The central CIO oversight was diluted when the role of acquisition personnel was enlarged. The acquisition corps, dominated by civilians with financial and not computer backgrounds, had every incentive to award contracts that followed regulations that were at least 20 years old. This locked the Defense Department culture into client-server concepts. These were alien to concepts that are now being implemented by leading firms such as Google, Amazon, Microsoft and IBM, as well as thousands of other commercial enterprises.

The unity of oversight that was advocated by Clinger-Cohen never happened. What exist now are the remainders of a culture that has been spending money primarily on buying networks on the assumption that if networks are built, integration will somehow follow. That is like building superhighways without thinking about the origins of automobile traffic.

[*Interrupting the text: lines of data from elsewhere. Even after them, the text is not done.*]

PR #166, opened 2021-08-27
normalize ActiveSupport::Notification exceptions into error / error_d…

leviwilson:
There was a discussion in the [`#sdk-ruby`](https://honeycombpollinators.slack.com/archives/CJR134U2F/p1630081866001300)  channel regarding `ActiveSupport::Notification` payloads normalizing the `payload[:exception]` similarly to the way that other integrations in the beeline by setting `"error"` and `"error_detail"` on the span.

Making this consistent will assist in querying traces that might contain exceptions.

* handle when a `payload[:exception]` exists by adding:
  * `error` - the exception class
  * `error_detail` - the exception message

One decision that I was not clear about was what to do about the existing information on the payload. This means that if you have an event such at `"muh.custom.thing"` and an error occurrs, you will have this:

```json
{
  "muh.custom.thing.exception": ["StandardError", "I tried, but I have failed"],
  "error": "StandardError",
  "error_detail": "I tried, but I have failed"
}
```

My thoughts regarding this were to leave it untouched, so as to not break any expectations.

### DIFF
--- a/lib/honeycomb/integrations/active_support.rb
+++ b/lib/honeycomb/integrations/active_support.rb
@@ -50,6 +50,13 @@ module Honeycomb
             # Make ActionController::Parameters parseable by libhoney.
             value = value.to_unsafe_hash if value.respond_to?(:to_unsafe_hash)
             span.add_field("#{name}.#{key}", value)
+
+            error, error_detail = payload[:exception]
+
+            if error
+              span.add_field("error", error)
+              span.add_field("error_detail", error_detail)
+            end
           end
         end
       end
--- a/lib/honeycomb/integrations/active_support.rb
+++ b/lib/honeycomb/integrations/active_support.rb
@@ -52,11 +52,12 @@ module Honeycomb
             span.add_field("#{name}.#{key}", value)
           end
 
-          exception_object = payload[:exception_object]
-          next unless exception_object
-
-          span.add_field("error", exception_object.class.to_s)
-          span.add_field("error_detail", exception_object.message)
+          # If the notification event has recorded an exception, add the
+          # Beeline's usual error fields to the span.
+          if payload[:exception_object]
+            span.add_field("error", payload[:exception_object].class.to_s)
+            span.add_field("error_detail", payload[:exception_object].message)
+          end
         end
       end
     end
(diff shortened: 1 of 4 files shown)


martin308 (commented):
Will leave the approval up to @robbkidd. This looks good to me though as an idea. 

My only suggestion here would be to add some negative test cases around different values being in the `exception` key. It looks like this code would handle them but would be nice to codify that behaviour.

lib/honeycomb/integrations/active_support.rb
```diff
@@ -50,6 +50,13 @@ def default_handler
             # Make ActionController::Parameters parseable by libhoney.
             value = value.to_unsafe_hash if value.respond_to?(:to_unsafe_hash)
             span.add_field("#{name}.#{key}", value)
+
+            error, error_detail = payload[:exception]
```
robbkidd, line 54: Aww yiss, array expansion. I think, though, that since you're grabbing the key off `payload` this ought to happen outside the `payload.each do … end` loop. The end result is correct, but this is extra work inside the loop.

spec/honeycomb/integrations/active_support_spec.rb
```diff
@@ -173,6 +173,26 @@
         expect(this_event.data["honeycomb.nonspecific_event.honeycomb"]).to eq 1
       end
 
+      it "passes along exception information" do
```
robbkidd, line 176: This was a dope test. 👍🏻 

It helped me get my brain around adding a whole new case with nothing very custom for the default handler. I'd like to push that test case to this PR's branch, if you are OK with that and have the maintainers can update this PR enabled.

robbkidd (changes requested):
A couple of comments inline with the code.

* The assignment and `add_field`ing needs to move out of the `payload.each` loop.
* Consider reaching for the `exception_object` instead of `exception` on `payload`.

lib/honeycomb/integrations/active_support.rb
leviwilson: Derp...not sure why I didn't see that :+1:

spec/honeycomb/integrations/active_support_spec.rb
leviwilson: @robbkidd go for it (and I did choose that option)

robbkidd (approved):
Okay. Let's ride.

robbkidd:
Thank you for your contribution, @leviwilson!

Clinger-Cohen had several consequences. The share of information technology spending allocated to the Defense Department infrastructure, which supports an increasingly disjointed collection of systems, grew from 33 percent in 1992 to the current 57 percent. Because infrastructure reflects system overhead, less money was available for serving the warfighter’s needs.

Under Clinger-Cohen, there has been a pronounced shift of spending to contractors as well as to the legislatively mandated set-aside subcontracts. The best estimate of information technology spending now managed by contractors is 76 percent. There are more than 1,000 contracts with annual budgets of less than $1 million. The amount of documentation, testing and certification that is demanded by the stretched force of acquisition executives is now the preferred way of containing risks. The cost per function delivered by contractors is now a large multiple of commercial costs.

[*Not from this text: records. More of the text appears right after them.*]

PR #172, opened 2021-09-14
remove CodeCov from test suite

### LINKED ISSUE #168: Address CodeCov gem deprecation and the errors in the nightly.
The nightlies are failing because of CodeCov's API being upset that our very wide test matrix submits coverage reports for the same commit (main's current) in quick succession.

1. We don't really need coverage tracking reported for the nightly build. We ought to turn off reporting in that workflow.
2. [CodeCov has switched to using an external binary to report coverage instead of language-specific libraries](https://about.codecov.io/blog/codecov-uploader-deprecation-plan/). If we're going to keep CodeCov, we ought to switch to that.

### LINKED ISSUE #170: Do we need the Gemfile.lock checked in?
I think maybe not. Removing it from version control could reduce the number of PRs dependabot has to open to keep locked version pins up-to-date.

robbkidd:
Remove CodeCov. (Closes #168.) We're not tracking coverage overtime as much as we used to. SimpleCov is still available to help determine if there is sufficient coverage of a change.

Also remove the main Gemfile.lock (Closes #170.) to allow gem versions to float to latest resolveable by gemspec and Ruby version constraints.

tenor-23748719


robbkidd:
tenor-23748719

spec/spec_helper.rb
```diff
@@ -1,19 +1,15 @@
...
 require "simplecov-console"
-require "codecov" if SUPPORT_CODECOV
 require "webmock/rspec"
 require "pry"
 
 WebMock.disable_net_connect!
 
 Dir["./spec/support/**/*.rb"].sort.each { |f| require f }
 SimpleCov.formatter = SimpleCov::Formatter::Console
-SimpleCov.formatter = SimpleCov::Formatter::Codecov if SUPPORT_CODECOV
```
vreynolds, line 16: why remove this line only?

robbkidd: It's the line that configures the coverage generating tool (SimpleCov) to use the formatter that sends the report to CodeCov. Without this line, the previous line remains in effect: report current code coverage to STDOUT.

vreynolds (approved):
bbb

spec/spec_helper.rb
robbkidd: Compare the console output end in [a test from this PR](https://app.circleci.com/pipelines/github/honeycombio/beeline-ruby/999/workflows/52f6a9f5-ebce-4842-92ef-884c7d8e66aa/jobs/71185) … 

Screen Shot 2021-09-14 at 6 26 27 PM


 to [a test from the past](https://app.circleci.com/pipelines/github/honeycombio/beeline-ruby/995/workflows/717907b7-499c-415f-9da9-ae267c83215a/jobs/70833).

Screen Shot 2021-09-14 at 6 27 12 PM

PR #173, opened 2021-09-17
gather up the matrix'd code coverage and save a report

robbkidd:

- We removed CodeCov which was what had been aggregating the code coverage reports across the matrix of test jobs. Without aggregating the results, each report looks like things are left without coverage.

A consequence of shifting to contractors was a depletion in the cadre of qualified military information professionals necessary to provide leadership that will assure compliance with warfare requirements. As an example, there are only five flag-level officers presently in the Navy serving as “information professionals.” This can be contrasted with a decades-long experience of a four-star flag Navy officer in charge of nuclear propulsion. He is supported by 12 flag officers.

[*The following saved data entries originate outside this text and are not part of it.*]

PR #178, opened 2021-10-20
fix: new redis gem version broke tests

### LINKED ISSUE #177: beeline-ruby redis tests failing on main
When preparing next release on #146 , realized build is failing redis tests. This needs to get sorted out before a release can go out

vreynolds:

- redis gem update includes additional READONLY commands being executed in cluster mode, which results in additional events generated by the beeline
- fixes #177 

- decided to keep the tests specific and create a new IF branch for the newer versions of the gem

### DIFF
--- a/spec/honeycomb/integrations/redis_spec.rb
+++ b/spec/honeycomb/integrations/redis_spec.rb
@@ -2054,7 +2054,13 @@ if defined?(Honeycomb::Redis)
 
         let(:redis) do
           allow(connection).to receive(:read).and_return(slots, nodes, commands)
-          Redis.new(driver: driver, cluster: cluster, replica: true).tap do
+          Redis.new(
+            driver: driver, cluster: cluster, replica: true,
+          ).tap do |redis|
+            # https://github.com/redis/redis-rb/issues/1017
+            # establishes connections to all nodes in the cluster,
+            # otherwise extra READONLY commands are executed on replicas
+            redis.auth
             libhoney_client.events.clear
           end
         end
--- a/spec/honeycomb/integrations/redis_spec.rb
+++ b/spec/honeycomb/integrations/redis_spec.rb
@@ -2057,9 +2057,9 @@ if defined?(Honeycomb::Redis)
           Redis.new(
             driver: driver, cluster: cluster, replica: true,
           ).tap do |redis|
-            # https://github.com/redis/redis-rb/issues/1017
-            # establishes connections to all nodes in the cluster,
+            # Establishes connections to all nodes in the cluster,
             # otherwise extra READONLY commands are executed on replicas
+            # due to https://github.com/redis/redis-rb/issues/1017
             if VERSION > Gem::Version.new("4.1.1")
               redis.auth
             else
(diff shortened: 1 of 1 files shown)


vreynolds:
Holy shirt balls. 🤯 You need a decompression chamber after that dive, @ajvondrak ? 🤣

Good catch! I see now that the change was introduced in v4.4.0 -- I like the idea of matching our test cases to that for consistency.

ajvondrak:
Alternatively, we could prevent the `READONLY` spans from appearing in v4.5 by forcing a connection to every node in the cluster prior to the test assertions:

```diff
diff --git a/spec/honeycomb/integrations/redis_spec.rb b/spec/honeycomb/integrations/redis_spec.rb
index e834585..256afed 100644
--- a/spec/honeycomb/integrations/redis_spec.rb
+++ b/spec/honeycomb/integrations/redis_spec.rb
@@ -2054,7 +2054,8 @@

         let(:redis) do
           allow(connection).to receive(:read).and_return(slots, nodes, commands)
-          Redis.new(driver: driver, cluster: cluster, replica: true).tap do
+          Redis.new(driver: driver, cluster: cluster, replica: true).tap do |redis|
+            redis.auth # establishes connections to all nodes in the cluster
             libhoney_client.events.clear
           end
         end
```
This makes the old tests pass with v4.5.1 on my machine. Avoids the problem at all, and is a little less hacky than my initial crack at dropping the spans with the sampling hook. 😅 Unless we want to test the scenario where the connection happens in the middle of the cluster commands (thus triggering a `READONLY`), in which case we should keep pulling this thread with the new assertions you've written.

spec/honeycomb/integrations/redis_spec.rb
```diff
@@ -2054,7 +2054,17 @@
...
+          Redis.new(
+            driver: driver, cluster: cluster, replica: true,
+          ).tap do |redis|
+            # https://github.com/redis/redis-rb/issues/1017
+            # establishes connections to all nodes in the cluster,
+            # otherwise extra READONLY commands are executed on replicas
+            if VERSION > Gem::Version.new("4.1.1")
+              redis.auth
+            else
+              redis.auth("")
```
ajvondrak, line 2066: Oh, hm. 🤔 I assume it makes sense to pass a string (the password for the `AUTH` command) on all versions of Redis, rather than switch off of v4.1.1. That's what the other tests do: https://github.com/honeycombio/beeline-ruby/blob/adf2e8c3c27e308a94be8bd8d285b7ec92ed40e1/spec/honeycomb/integrations/redis_spec.rb#L185-L185 I just neglected to include it in the diff I commented with before. 😅

spec/honeycomb/integrations/redis_spec.rb
```diff
@@ -2054,7 +2054,17 @@
 
         let(:redis) do
           allow(connection).to receive(:read).and_return(slots, nodes, commands)
-          Redis.new(driver: driver, cluster: cluster, replica: true).tap do
+          Redis.new(
+            driver: driver, cluster: cluster, replica: true,
+          ).tap do |redis|
+            # https://github.com/redis/redis-rb/issues/1017
+            # establishes connections to all nodes in the cluster,
+            # otherwise extra READONLY commands are executed on replicas
```
ajvondrak, line 2062: Nit: my head parsed this comment a little strangely. I thought it was saying that the code in the GitHub issue established a connection. Maybe reverse the phrasing?
```suggestion
            # Establishes connections to all nodes in the cluster,
            # otherwise extra READONLY commands are executed on replicas
            # due to https://github.com/redis/redis-rb/issues/1017
```

JamieDanielson (approved):
🔑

There are good reasons to argue that in terms of complexity and scope, the migration into the cloud environment will exceed the challenges faced by the late Adm. Hyman Rickover, USN. Supporting the future of computing in the Defense Department requires a culture that views information technology as a warfare capability and not as a back-office task that is best delegated to suppliers.

One of the consequences of Clinger-Cohen has been the shift of a large share of information technology costs from the military to defense agencies such as the Defense Information Systems Agency (DISA), the Defense Logistics Agency (DLA) and the Defense Finance and Accounting Service (DFAS). Agencies now spend twice as much ($14.6 billion) on information technology as each of the services individually (averaging $7 billion each). As a result, the culture now favors the distribution of information technologies into 2,103 systems silos. Because of funding limitations, almost every system enclave must pursue separate architectures, unique applications, diverse standards, incompatible software design methods and inconsistent operating practices.

Small projects do not have sufficient money to fund rising security requirements. The military is experiencing a rising dependency on the support from the agencies, which have no direct fiscal accountability for work done for the military.

Systems managers now concentrate more on carving out the largest information technology budget they can extract during the budget cycle than on keeping up with rapidly changing technological capabilities.

SUMMARY
Clinger-Cohen left the Defense Department with a culture that is more than 20 years old just as information technologies are charging ahead with cloud concepts. Individual project managers do not have the funds to invest in innovation. They are just trying to manage ever-smaller incremental projects.